Dataset entries:
PR #31, opened 2021-09-02
Add util/test package

treid314:
**What this PR does**: As part of moving the ring package we have to bring over a handful of decencies. This is one of them, the test package has poll util that evaluates condition until we either timeout, or it succeeds.

**Checklist**
- [-] Tests updated


test/poll.go
```diff
@@ -0,0 +1,26 @@
+package test
+
+import (
+	"reflect"
+	"testing"
+	"time"
+)
+
+// Poll repeatedly evaluates condition until we either timeout, or it succeeds.
```
pstibrany, line 9: This comment is not correct. `Poll` doesn't "evaluate condition", but calls a function and waits until it returns expected value, or times out.

pstibrany (approved):

PR #33, opened 2021-09-09
Feature: Add dslog and tenant packages

aknuds1:
**What this PR does**:
Add dslog and tenant packages, based on respectively pkg/util/log and pkg/tenant from Cortex.

I decided on the name "dslog" in order to disambiguate versus `go-kit/kit/log`.

**Checklist**
- [x] Tests updated


CHANGELOG.md
```diff
@@ -2,4 +2,6 @@
 
 * [CHANGE] Removed global metrics for KV package. Making a KV object will now require a prometheus registerer that will
   be used to register all relevant KV class metrics. #22
-* [CHANGE] Added CHANGELOG.md and Pull Request template to reference the changelog
\ No newline at end of file
+* [CHANGE] Added CHANGELOG.md and Pull Request template to reference the changelog
+* [ENHANCEMENT] Add `dslog` package #
```
treid314, line 6: I kind of like the look of this, do you think we should do this on all of these changes going forward? We could also add a new tag like [Addition] or something if we'd like.

aknuds1: @treid314 I'm actually not 100% sure, I just thought it was the right thing to do since @pracucci asked us to keep the changelog up to date.

treid314: I've mostly been using the changelog to track any constructor or method input changes, there just haven't really been any for a bit. I think it's great to track adding modules as well to show us whats in here.

treid314 (approved):
LGTM!

pracucci:
Who else uses the tenant stuff, other than Cortex?

aknuds1:
@pracucci at least Loki does, haven't checked Tempo.

aknuds1:
Update: Tempo doesn't use `tenant`.

aknuds1:
Pushed an update reducing the tenant package API to the bare minimum.

aknuds1:
Closing after discussing with @pstibrany; he thinks these packages might as well be copied into Loki and I agree.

Instructions for the task: Check each line of the data above for the string "evaluates", and copy the ones that have it.

Answer box:
**What this PR does**: As part of moving the ring package we have to bring over a handful of decencies. This is one of them, the test package has poll util that evaluates condition until we either timeout, or it succeeds.
+// Poll repeatedly evaluates condition until we either timeout, or it succeeds.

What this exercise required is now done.